The Royals Join Me In Montreal
Saturday, July 2, 2011 at 04:18PM Dateline--Montreal, Quebec, Canada,
Bibliotheque et Archives--Corner Rue Berri and Maisoneuve
July 2, 2011
Canada celebrated its 144 birthday yesterday, and Montreal is buzzing with activity. I hear the royals are in town, royals as in William and Kate who are touring Canada. They visited Ottawa for the big celebration in the nation`s capital yesterday.
I spend these four days every year here, but have never had the occasion to blog here before. This has got to the the largest library I`ve ever seen. I`m in the university district, one street up from St. Catherine where its closed to vehicular for ten blocks (Berri to Papineau, down near the Jacques Cartier Bridge) all summer.
These are the the final four days of the 32nd annual Festival International de Jazz de Montreal, but much much more. There`s a fantastic outdoor arts festival in the blocked off Village (more than 100 artists displaying their works). We actually get to vote for our favorite artist. The works range from the sublime to the ridculous and the grotesque to the beautiful (I kinda like the grotesque). I`m voting for Tick Tock Tom who creates fascinating mechanical devises, including a heart which pumps blood (yes, it`s called The Bleeding Heart--really gruesome; I`ll film it for use on More Politically Alert). He also has an extraordinarily scary wolf mask (as in Little Red Riding Hood) which he was wearing yesterday!

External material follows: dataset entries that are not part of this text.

PR #2082, opened 2022-09-04
reafctor: normalize component formatting

### LINKED ISSUE #2081: Mixed formatting in components

Components have a mix of stylings, import/export patterns, and FunctionalComponent usage.

I propose:

- all components are named exports (as the non-default export)
- all components' props are written as types, not interfaces
- all components' props are named exports
- all components are written with the modern `const Foo = () => ...` syntax
- components without logic or hooks should return with `() => (<>...</>)`, if possible
- components with props should define their props type by typing the `FC` type, not using the JSX PropTypes lib
  - this will result in this syntax: `const Foo:FC<FooProps> = ({ a, b }) => ...`
  - n.b.: the `FC` type wasn't always recommended due to the implicit `{children: React.reactNode}` field, but since React 18, this has been removed and `FC` is now recommended
  - JSX's PropTypes is unnecessary in TSX
- class components should be marked as `needs refactoring` and an issue should be opened to track rewriting them as functional components
- event handlers should be prefixed with `on`

jamescallumyoung:
# Description

Normalize the formatting of components, as described in #2081 . The rationale is layed out in that issue. This PR also updates some eslint rules, to help enforce the new formatting.

Some `export default` statements were not removed, as my I was unable to verify that those exports are unused using my IDE. A full component dependency graph should be able to identify whether they're safe to remove, bit this is out-of-scope of this PR's effort.

Fixes # (issue)
#2081 

---

See: #2081 

~3. Explain how it works and decisions you made.
5. If you're fixing something, what was wrong? How should we stop from having this issue happen again?
6. If this is a new feature or addition to functionality, why should it be added? What are the use cases? Who was asking for this functionality?~

N/A

~If this is an unsolicited change or have no issue associated please do your best to detail the motivations behind this PR.~

N/A


jamescallumyoung:
NOT READY TO REVIEW

gabek:
Saw that the CI stuff isn't running successfully on remote branches so don't worry about those failures. I pushed a change to those jobs to hopefully resolve it.

jamescallumyoung:
@gabek I pushed a change to the eslint config for the `/components` and `/pages` dir so (some of) the style changes suggested in #2081 are enforced. That fixed the linting issue in CI/CD too.

jamescallumyoung:
@gabek This PR is _substantial_. It mostly does the same thing to every file:
- update each components signature to `const Foo: FC<FooProps> = ({ bar }) => ...`.
- update the exports to favor named exports over default exports.
- removes the redundant `index.ts` files in some component's dirs.

Hopefully, the changes are clear. Let me know if not 👍.

gabek:
Wow, even went and cleaned up the old Admin files. Substantial indeed, thank you!

gabek:
Looks like NextJS doesn't like the `web/pages/.eslintrc.js` that was added.

> found page without a React Component as default export in pages/.eslintrc

gabek:
Maybe nextjs has a way to ignore certain file patterns when building. I'll check that out.

gabek:
Just out of personal curiosity, given that the linter default is "prefer default exports", what's the benefit of requiring non-default exports?

I have no preference myself, since I have never thought anything of it either way.

gabek:
FYI I keep doing work in `webv2` where the linter requires default exports and it keeps creating conflicts with your branch, so I've been fixing your branch since I'm the one creating the problems.

gabek:
I went ahead and edited the next config file to only look at `.tsx` files when doing builds in order to ignore the new `.eslint.js` that was added.

gabek:
I'm going to merge this in. The longer it's unmerged the more of a chance I forget what standards you set and I don't use them :)

Thanks again for going through and making all those changes.

jamescallumyoung:
Hey @gabek thanks for taking this over and merging it 👍

> Just out of personal curiosity, given that the linter default is "prefer default exports", what's the benefit of requiring non-default exports?

There's a few reasons:

- Exporting a component as a default export in a single line (`export default function ...`) cannot be auto-fixed by eslint, as it mixes export and const declarations into a single statement.

- We want to export every component's Props along with the component. Using a named export, that becomes `import { Foo, FooProps } from '../foo`, which I think is nicer than mixing named and default.

- When we export a component with a, default export, there's a endency to import the component with a different name. I noticed this a lot in the codebase (e.g. `import Bar from '../foo.tsx`). This can make it difficult to know which component is actually being used. (We can still rename an import using `import { Foo as Bar }` if needed.)

gabek:
Those are great explanations and are all real world benefits for sure, thank you for clarifying!

Issue #2119, opened 2022-09-15
Frontend architecture: Atomic Design


gabek:
### Share your bug report, feature request, or comment.

We're looking to adhere to the [Atomic Design](https://bradfrost.com/blog/post/atomic-web-design/) methodology to build up a library of smaller components that can be used to build current and future features and interfaces for Owncast. It's a little bit of work now to save additional work later.

https://collab.owncast.tv/kanban/#/2/kanban/edit/omLI2N+LcnP+elmdT7qW9GHD/

> Atomic design gives us the ability to traverse from abstract to concrete. Because of this, we can create systems that promote consistency and scalability while simultaneously showing things in their final context. And by assembling rather than deconstructing, we’re crafting a system right out of the gate instead of cherry picking patterns after the fact.

This approach is new to the project, so please bear with us, especially as we begin the process.

- [Atoms](https://bradfrost.com/blog/post/atomic-web-design/#atoms) are our HTML tags, such as a form label, an input or a button.
- [Molecules](https://bradfrost.com/blog/post/atomic-web-design/#molecules) are groups of atoms bonded together and are the smallest fundamental units of a compound. These molecules take on their own properties and serve as the backbone of our design systems.
- [Organisms](https://bradfrost.com/blog/post/atomic-web-design/#organisms) are groups of molecules joined together to form a relatively complex, distinct section of an interface.

Templates and pages fall under larger layout-related things that will be handled separately. 

Some of our components barely need any work at all to convert the component into its atomic structure, and some need more work.

## How to help

[We have a board with a list of components](https://collab.owncast.tv/kanban/#/2/kanban/edit/omLI2N+LcnP+elmdT7qW9GHD/
). If you'd like to help:

Items are tagged as either an atom, molecule or organism based on what we think they should end up being, based on role, size and complexity.

1. Pick a component from the list.
2. Move it to "In progress".
3. If this component has smaller components within it and are listed in the board, move those to "In progress as well".
4. Split the component into small, standalone components such as the text input, button, etc.
5. If existing small components already exist then use those.
6. Create a PR with your changes.

## How to work on the Owncast frontend

Visit the [How to get started with the Owncast frontend](https://owncast.online/development/#how-to-start-with-frontend-development) document for details.

![image](https://user-images.githubusercontent.com/414923/190498322-ac2367ad-bd5f-4e63-9296-8d423d1660d7.png)

jamescallumyoung:
[...]

PR #2125, opened 2022-09-16
refactor(#2119): update button and button row to follow atomic design

jamescallumyoung:
# Description

Refactor the `ActionButton` and `ActionButtonRow` components to be atomic, replacing them with cleaner `Button` and `ButtonRow` components.

NOTE: WIP; This PR does not yet handle the integration of these components.

Fixes # (issue)
Part of the ongoing work towards #2119 

---

The `Button` component no-longer includes a modal. Instead, the modal and button are seperate components. This preserves the actual DOM structure in the components; the modal isn't _inside_ the button in the DOM, so its not in the components.

Also, the button's props have been updated to expose _most_ of the underlying Ant Design button's props. This may not be desired in most components but I though it may be useful for these very low-level "Ant Design wrapper" components. This behaviour can be updated as we continue the Atomic Design updates.

### DIFF
--- a/web/components/atomic/atoms/Button/Button.tsx
+++ b/web/components/atomic/atoms/Button/Button.tsx
@@ -1,0 +1,28 @@
+import { Button as AntButton, ButtonProps as AntButtonProps } from 'antd';
+import { FC } from 'react';
+
+import styles from './Button.module.scss';
+
+export type ButtonProps = Omit<AntButtonProps, 'children' | 'icon' | 'title' | 'target'> & {
+	text: string;
+	iconSrc?: string;
+	iconAltText?: string;
+};
+
+/**
+ * A customised and styled Ant Design button.
+ *
+ * An icon can be set. Both `iconSrc` and `iconAltText` must be set for the icon to be shown.
+ */
+export const Button: FC<ButtonProps> = ({ text, iconSrc, iconAltText, type = "primary", ...props }) => (
+	<AntButton
+		type={type}
+		className={styles.button}
+		{...props}
+	>
+		{iconSrc && iconAltText !== undefined && (
+			<img src={iconSrc} className={`${styles.icon}`} alt={iconAltText}/>
+		)}
+		{text}
+	</AntButton>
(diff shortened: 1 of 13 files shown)


web/utils/storybook-utils.ts
```diff
@@ -0,0 +1,17 @@
+/**
```
jamescallumyoung, line 1: This fn is useful when writing stories for components, as it allows fields to be easily ommitted from the controls panel in Storybook.

jamescallumyoung:
ActionButton is deprecated but ActionButtonRow is not as it is still used by FollowButton et al.

jamescallumyoung:
@gabek Could you test this out locally too? I'm still not 100% on running locally.

gabek:
Looks like the linting and formatting isn't happy even after it changed some stuff via Prettier.

jamescallumyoung:
@gabek fixed the linting issue. The linter failed to fix some issues automatically - sometimes eslint just can't 🤷 

I updated the component .eslint file to change a rule: dev dependencies can be imported in the co-located `.stories.tsx` files. This is done because `@storybook` modules are dev dependencies and are required in stories.

I also moved the `ButtonRow` description to a JSDoc comment, as I suggested you do in #2129 .

gabek:
When testing It looks like the optional color is getting lost.

Before:
image

After:
image

web/components/atomic/atoms/Button/Button.tsx
```diff
@@ -0,0 +1,30 @@
+import { Button as AntButton, ButtonProps as AntButtonProps } from 'antd';
+import { FC } from 'react';
+
+import styles from './Button.module.scss';
+
+export type ButtonProps = Omit<AntButtonProps, 'children' | 'icon' | 'title'> & {
+  text: string;
+  iconSrc?: string;
+  iconAltText?: string;
```
gabek, line 9: I think color is missed here, and then not used, so that's why the background color is getting lost.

Next to Tick Tock Tom is Sylvie Vaillancourt, quite a common name here apparently. In one park in the Village, people are being asked to contribute to a mural--great fun.
I filmed an hour of jazz, fireworks, and fun yesterday, including a quick stop at the Bell Center where all those Canadian Stanley Cup trophies are on display. The 50s was the golden decade for Les Habs. Ah yes, I`ve seen plenty of Bruins championship tshirts in stores--get they`re not selling like hotcakes here.
Parts of St. Catherine are under renovation (that`s always the way it is here), so the Jazz Festival has been moved from its usual venues, but there are still a dozen free outdoor concerts all hours of the day and night. Tony Bennett is here again (not free), but just to give you an indication of how the Jazz Festival isn`t all jazz by any means, my favorite new wave group of all time, the B52s, are closing out the fesitval July 4 with a mega outdoor free concert. I had hoped to film Chester Arthur`s birthplace in northern Vermont the Fourth (I got 30 minues Thursday at the Calvin Coolidge homestead in Plymouth Notch), but how often does one get to see the B52s--they`ve been around for 30 years, and I saw them way back when at Hampton Beach--on foreign soil.
When I saw the B`s on the program, I couldn`t resist telling a couple of the young securityguards how much I like them. Then I realized these kids had no idea who the B52s are; they weren`t even born when Rock Lobster and Planet Claire were so much fun to dance to. They did, however, know about my second favorite group back then, DEVO. I told the story on my TV show, but not yet here.
When Chris Spirous, current present of American Hellenic Univeristy with a $150,000 salary, was plotting to take control of the Democrat Party, he and Ray Buckley were meeting in my living room. Devo, a friendly (one-eyed) cat if ever there was one, jumped up and Chris who screamed a line Ì`ll never forget, "Put the cat in the basement, Ray."
That`s my best Devo story--never thought I`d be telling it from a library in Montreal while planning to see the B52s.
I`ve got a half dozen blogs to write here, but I think this library limits me to an hour, and the keyboard is rather alien (alien French keys and all), so pardon the errors. I think I`ll go back to filming, The Bleeding Heart, but who knows, maybe I`ll run into the royals.
Happy birthday Canada. What a great country--at least Montreal is great. As I was watching a lively concert in the Old Port last night, was amazed at how many blacks and Asians and people of all nationalities were jammed in together. Multiculturalism abounds here and while you know me as a fiscal conservative (tax on meals, rooms, just about everything is 13 percent here--7 federal and 6 provincial), Ì`m a social libertarian of the first order.
The only negative experience so far was thanks to Americans. Amid the thousands of throning Canadians celebrating their 144th, som morons insisted on starting a `"USA' USA" chant. How can we be so boorish when away from home?